Extracted entries: Begin
PR #1711, opened 2026-07-17
openenv/tbench2: orphan TTL + ownership labels for per-task sandboxes

nblintao:
Second of the three-PR stack (#1710 → this → #1675 rebased on top). Base is `tao/tb2-sandbox-recipe`; only the last commit is new here.

## Problem

A trainer that dies without reaching its `daytona.delete()` (SIGKILL, OOM, node loss) leaks its sandbox **forever**: `create_task_sandbox` armed `auto_stop_interval=0`, so Daytona never reclaims it, and a running orphan bills CPU+memory+disk indefinitely. We hit exactly this: a batch launch died ~1 minute in and left 30 orphans running 25+ hours until swept by hand. In a shared Daytona org there was also no way to tell whose sandboxes they were — the API records no creator.

## Fix

**Orphan TTL as a dead-man's switch.** Creates now arm `auto_stop_interval=30` + `auto_delete_interval=120` (both overridable kwargs). The subtlety: Daytona's auto-stop clock counts **only SDK interactions — preview-proxy traffic does not reset it** ([docs](https://www.daytona.io/docs/en/sandboxes/)), and an episode's I/O runs entirely over the signed preview URL, so a bare TTL would kill healthy episodes longer than the interval. A keepalive **daemon thread** therefore beats `sandbox.refresh_activity()` every 5 minutes for as long as the creating process lives:

- live episode of any length → timer keeps resetting, never stopped mid-run
- trainer hard-killed → beats stop with it (daemon thread) → Daytona stops the sandbox within 30 min of the last beat, deletes the stopped remains 120 min later
- episode ends normally → caller deletes the sandbox → refreshes fail persistently → thread exits (3 consecutive failures tolerated, so a 15-minute API blip doesn't strand a live episode)

**Ownership labels.** Each sandbox now carries, alongside the existing `openenv-tbench2-task`:
- `openenv-launcher` — `$OPENENV_LAUNCHER` if set (recommended on shared hosts where the unix user is a generic account), else the local unix user
- `openenv-run-id` — `$OPENENV_RUN_ID`, when set

so shared-org cleanup sweeps can target one launcher or one run (`daytona.list(labels={"openenv-launcher": ...})`) instead of guessing.

## Testing

`pytest examples/experimental/openenv/tests/test_tb2_task_sandbox.py -q` → 7 passed. New coverage: labels default to the unix user / honor explicit env vars / omit run-id when unset; creates arm a positive TTL by default; keepalive beats while the sandbox is alive and exits after persistent failures once it's deleted. `create_task_sandbox`'s new params are keyword-only with defaults — the adapter callsite needs no change.

**Post-reorg sanity (2026-07-17)**: labels + TTL verified live on a real sandbox (openenv-launcher/run-id present, auto_stop=30 / auto_delete=120 armed, keepalive thread beating, clean delete); full-stack results in #1675's Validation section.


examples/experimental/openenv/tb2_sandbox_daytona.py
```diff
@@ -61,29 +68,96 @@ def task_resources(task_dir: Path):
...
+    The Daytona API records no creator, so in a shared org labels are the only
+    attribution. ``openenv-tbench2-task`` keys sweep/cleanup tooling to exactly
+    the sandboxes this recipe created (shared orgs run other workloads).
+    ``openenv-launcher`` is OPENENV_LAUNCHER when set — do set it on shared
+    hosts, where the unix user is a generic account — else the local unix
+    user. ``openenv-run-id`` (OPENENV_RUN_ID, optional) additionally groups
+    one run's sandboxes for targeted sweeps.
+    """
+    try:
+        user = getpass.getuser()
```
Shi-Dong, line 83: This makes sense for public users, but it seems that within our devbox, `getpass.getuser()` always returns `root`.  I'm worried that we'd still be unable to distinguish the sandbox owners after this PR.

Shi-Dong (approved):
LGTM.

examples/experimental/openenv/tb2_sandbox_daytona.py
nblintao: Yes. We'll use `OPENENV_LAUNCHER` below to distinguish. But I know it's not very convenient, since there is no default for it. Need to figure out a better way (Claude Code suggested some ways. But I don't think it's good idea to implement them on Miles. It should be changed on devbox's setup).

For now, it's not a blocker since we already have TTL, ownership label is no longer critical.

Shi-Dong: Kangyan just told me that we can use `RADIXARK_USER_EMAIL` to identify username within a devbox.  Would you mind opening a new PR to update this?

Shi-Dong: Nvm I think this script is public facing and it'd be weird to have an internal env var hardcoded here.

PR #1714, opened 2026-07-18
fix(rollout): recover session rollback on router-timeout desync

layahaasini:
## Summary

Fixes #955.

A router timeout can leave the engine holding an assistant reply the client never received. The client then retries with a shorter message list (a strict prefix of stored history), and session rollback raised a non-recoverable **400**, abandoning the whole rollout trial and wasting GPU compute.

This makes rollback recover: on a strict-prefix retry it resets the trajectory to zero assistant checkpoints and re-renders, so the rollout continues. Recovery is GPU-cost-neutral (the re-sent prompt is a radix-cache hit — no re-prefill).

## Change

In `miles/rollout/session/linear_trajectory.py`:
- Reset to zero assistant checkpoints when the retry is a non-empty strict prefix with no assistant in the matched prefix. Still bounded by `MAX_ASSISTANT_ROLLBACK_STEPS`, so it only fires for the single orphaned turn — a genuine divergence, or a 2+-assistant rollback, still raises.
- Reorder `prepare_pretokenized` so a reset re-renders from scratch instead of an empty-prefix `merge_tokens`.

No error-hierarchy or HTTP-contract change. A distinct `WARNING` keeps these desyncs countable in logs.

## Why not the proposed 409

A 409 is a reasonable ergonomics layer, but insufficient alone: a retried 409 hits the same path and only succeeds *because of* this rollback. The server-side fix is the necessary core; a 409 can layer on later.

## Limitations

- Covers the single-orphaned-assistant case; deeper multi-turn desyncs stay rejected.
- Root cause is the timeout itself (#920) — this is a backstop, not the root fix.

## Tests

3 new tests (repro, reset-then-continue, 2-assistant guard) + existing suite green (43/43). Fast tests use a stub tokenizer; the real-tokenizer path after reset runs only in CI.

Related: #920

### DIFF
--- a/miles/rollout/session/linear_trajectory.py
+++ b/miles/rollout/session/linear_trajectory.py
@@ -61,6 +61,10 @@ class LinearTrajectory:
 
         Must be called under ``self.lock``.
         """
+        # 1. Detect agent retries and roll back (at most one assistant step).
+        self._try_detect_and_rollback_to_assistant_checkpoint(request_messages)
+
+        # No stored prefix (first turn, or a rollback reset the trajectory): render fresh.
         if not self.token_ids:
             return tito_tokenizer.render_messages(
                 request_messages,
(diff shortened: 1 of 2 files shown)


layahaasini:
Closing: #1826 landed the same fix with equivalent test coverage.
Extracted entries: End
Exactly how many lines of the listing hold the word "renders"? State only the number.

Written answer: 2